Writing a Senior Thesis

 

To Write or not to Write a NEJS Senior Honors Thesis

That is the question!
Whether 'tis nobler in the mind to suffer the slings
and arrows of an outrageously high GPA
Or to take arms against a sea of tsores (oy vey!)
And by opposing end them. To sleep (knowing that I will
graduate with Honors), to die (of shame knowing that
I'll deprive my parents of their desire to kvell about
my Summa)....perchance to dream. Ay, there's the rub.

                                                         (by Bard C. Freeze)


All students who complete their junior year with a cumulative index of 3.25 or higher in NEJS (including Hebrew courses) are eligible for enrolling in NEJS 99d in their senior year.


Reminder: Students with a general cumulative index above 3.8 can graduate with summa cum laude only if they have received departmental honors, i.e., an accepted Senior Honors Thesis.

Each year seniors must decide whether to write a senior thesis. It is, of course, a major undertaking, and a significant investment of time and energy.  A year-long course (NEJS 99d), it requires intensive research in primary sources and culminates in a major piece of writing (typically 75 to 100 pages).  It is well-suited for highly motivated and self-starting students.

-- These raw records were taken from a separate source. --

PR #11981, opened 2023-08-08
samples: cellular: Updated samples with modem lib shutdown()

MechanicV1:
This PR adds nrf_modem_lib_shutdown() to gracefully shutdown modem on completion of the samples

### DIFF
--- a/samples/cellular/battery/src/main.c
+++ b/samples/cellular/battery/src/main.c
@@ -424,6 +424,10 @@ int main(void)
 
 		k_sleep(K_SECONDS(refresh_interval));
 	}
+	err = nrf_modem_lib_shutdown();
+	if (err) {
+		printk("Failed to shutdown modem lib, err %d\n", err);
+	}
 
 	return 0;
 }
--- a/samples/cellular/pdn/src/main.c
+++ b/samples/cellular/pdn/src/main.c
@@ -163,6 +163,10 @@ int main(void)
 	ifaddrs_print();
 
 	lte_lc_power_off();
+	err = nrf_modem_lib_shutdown();
+	if (err) {
+		printk("Failed to shutdown modem lib, err %d\n", err);
+	}
 	printk("Bye\n");
 
 	return 0;
--- a/samples/cellular/ciphersuites/src/main.c
+++ b/samples/cellular/ciphersuites/src/main.c
@@ -234,5 +234,10 @@ clean_up:
 
 	lte_lc_power_off();
 
+	err = nrf_modem_lib_shutdown();
+	if (err) {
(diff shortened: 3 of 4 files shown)


samples/cellular/battery/src/main.c
```diff
@@ -424,6 +424,11 @@ int main(void)
 
 		k_sleep(K_SECONDS(refresh_interval));
 	}
+	
+	err = nrf_modem_lib_shutdown();
```
eivindj-nordic, line 428: This is unreachable per now. The return statements (on error) in above while loop should shut down the modem library. Maybe add a `clean_up` goto as in the ciphersuites sample?

samples/cellular/coap_client/src/main.c
```diff
@@ -185,6 +185,18 @@ static void modem_configure(void)
 #endif /* defined(CONFIG_LTE_LINK_CONTROL) */
 }
 
+/**@brief Truns of LTE link and Shuts down modem to provide LTE link.
+ */
+static void modem_shutdown(void)
+{
+#if defined(CONFIG_LTE_LINK_CONTROL)
+	lte_lc_power_off();	
+#endif /* defined(CONFIG_LTE_LINK_CONTROL) */
```
eivindj-nordic, line 194: We should do a CFUN=0 here if the LTE LC is not enabled.

samples/cellular/pdn/src/main.c
```diff
@@ -163,6 +163,11 @@ int main(void)
 	ifaddrs_print();
 
 	lte_lc_power_off();
+	
+	err = nrf_modem_lib_shutdown();
+	if (err) {
+		printk("Failed to shutdown modem lib, err %d\n", err);
+	}
```
eivindj-nordic, line 170: nit: space after end of if bracket.

samples/cellular/coap_client/src/main.c
MechanicV1: nrf_modem_lib_shutdown() this does a cfun 0 after getting the status of device.

samples/cellular/coap_client/src/main.c
```diff
@@ -185,6 +185,19 @@ static void modem_configure(void)
 #endif /* defined(CONFIG_LTE_LINK_CONTROL) */
 }
 
+/**@brief Truns of LTE link and Shuts down modem to provide LTE link.
+ */
+static void modem_shutdown(void)
+{
+#if defined(CONFIG_LTE_LINK_CONTROL)
```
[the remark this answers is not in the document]
lemrey: Same thing for `modem_configure()` where again the call to `lte_lc_init_and_connect()` is `#ifdef`d.

PR #11983, opened 2023-08-08
pm/poweroff: import latest changes in Zephyr

gmarull:
CONFIG_PM is no longer available for existing nRF SoCs. It was only used to access system off; however, this functionality is now offered by the new independent `sys_poweroff()` API. This change allows saving close to 1K of ROM on all builds, since the PM subsystem is no longer required.


SebastianBoe (approved):

gmarull:
It looks like we have some Kconfig usage issues (incorrect usage of select) in CAF that lead to situations like

```
[2023-08-08T14:25:25.335Z] warning: CAF_POWER_MANAGER (defined at /jenkins_workspace/workspace/latest_sdk-nrf_PR-11983/nrf/subsys/caf/modules/Kconfig.power_manager:9) has direct dependencies POWEROFF && CAF with value n, but is currently being y-selected by the following symbols:

[2023-08-08T14:25:25.335Z]  - DESKTOP_POWER_MANAGER (defined at /jenkins_workspace/workspace/latest_sdk-nrf_PR-11983/nrf/applications/nrf_desktop/src/modules/Kconfig.caf_power_manager.default:9), with value y, direct dependencies y (value: y)
```

This likely never showed up because CONFIG_PM was always on.

@pdunaj

gmarull:
@maxd-nordic It looks like `subsys/debug/etb_trace/etb_trace_lp.c` relies on Kernel internals that are only available when CONFIG_PM=y, but this option is no longer supported for nRF SoCs. Can you please comment on that? We should not be using Kernel internals in the first place.

maxd-nordic:
@gmarull Yes, this feature relies on special handling just before and just after going to sleep. We didn't find a better way to do that back then. Is there another interface we could use? It's quite important to have this power-saving feature if one desires to use ETB in battery-backed production software. @jtguggedal

gmarull:
> @gmarull Yes, this feature relies on special handling just before and just after going to sleep. We didn't find a better way to do that back then. Is there another interface we could use? It's quite important to have this power-saving feature if one desires to use ETB in battery-backed production software. @jtguggedal

This likely needs upstream changes so that this information is exposed via a public API, also independent from PM.

gmarull:
@maxd-nordic we need a solution, this is blocking progress on other stuff. Can you open an issue upstream describing your needs? In the meantime this can be dropped, I guess. cc: @carlescufi

maxd-nordic:
> @maxd-nordic we need a solution, this is blocking progress on other stuff. Can you open an issue upstream describing your needs? In the meantime this can be dropped, I guess. cc: @carlescufi

https://github.com/zephyrproject-rtos/zephyr/issues/61413

MarekPieta (approved):
One small comment, in general looks good

pdunaj (approved):

PR #11989, opened 2023-08-09
mpsl: new way of doing calibration with ktimer

martintv:
instead of mpsl doing it.


martintv:
got merged in this: https://github.com/nrfconnect/sdk-nrf/pull/12147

Here are some of the reasons why students consider doing a senior thesis:

  1. It provides an essential experience for those planning to do graduate work, especially in NEJS.  A senior thesis means "doing" NEJS, not just learning it; it helps you to discover how the scholar conducts research and transforms that raw information into a coherent story and analysis.
  2. You can explore, in great depth, a subject that is of great interest to you, but only tangentially (if at all) broached in the general curriculum.
  3. If your research requires the use of non-English sources, you can improve your foreign language reading skills to the level expected in graduate work.
  4. The thesis is a major writing experience: With the help of your advisor, you will learn how to structure a large piece of writing and, in the process of writing, have an opportunity to refine your style and to internalize the conventions and mechanics of academic prose.
  5. You can graduate, depending on your success in the thesis, with honors, high honors, or highest honors in Near Eastern and Judaic Studies, which will be acknowledged at Commencement.  (At the very worst, you will graduate without departmental honors.)

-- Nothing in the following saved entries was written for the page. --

PR #11990, opened 2023-08-09
nrf_security: Update user supplied RNG call

magnev:
Update user supplied PRNG functionality to also allow usage of default PRNG functions

ref: NCSDK-22996

### DIFF
--- a/subsys/nrf_security/src/psa_crypto_driver_wrappers.c
+++ b/subsys/nrf_security/src/psa_crypto_driver_wrappers.c
@@ -2435,24 +2435,28 @@ psa_status_t psa_driver_wrapper_init_random(psa_driver_random_context_t *context
 psa_status_t psa_driver_wrapper_get_random(psa_driver_random_context_t *context, uint8_t *output,
 					   size_t output_size)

If you are interested, you should seek out a thesis advisor (a NEJS faculty member in the geographic or chronological specialty of interest to you), go through the mechanics of formal registration, and begin designing a strategy to choose an important, feasible topic. You should aim to complete most of your research by the beginning of the second semester, and then use February and March to write and revise. The thesis must follow the conventions described in  the Undergraduate Honors Thesis Guidelines, which is attached to this packet.

What kinds of topics are appropriate? The list of recent theses suggests a broad range of possibilities.  It should be a subject in which you have a particular interest; it should also be one for which there exists a substantial and accessible base of primary documentation. While you probably have some idea of the topic that interests you, the advisor can help you link that interest to a set of primary sources (whether printed or archival), most of which are available on campus or at least in the Boston area.

The Office of the Dean of Arts and Sciences offers limited funds (up to $150) to seniors writing senior theses.  Detailed information and applications can be found at:  http://www.brandeis.edu/das/programs/thesis/index.html.  There is no set deadline for applicants but we encourage students to apply early as there are limited funds available.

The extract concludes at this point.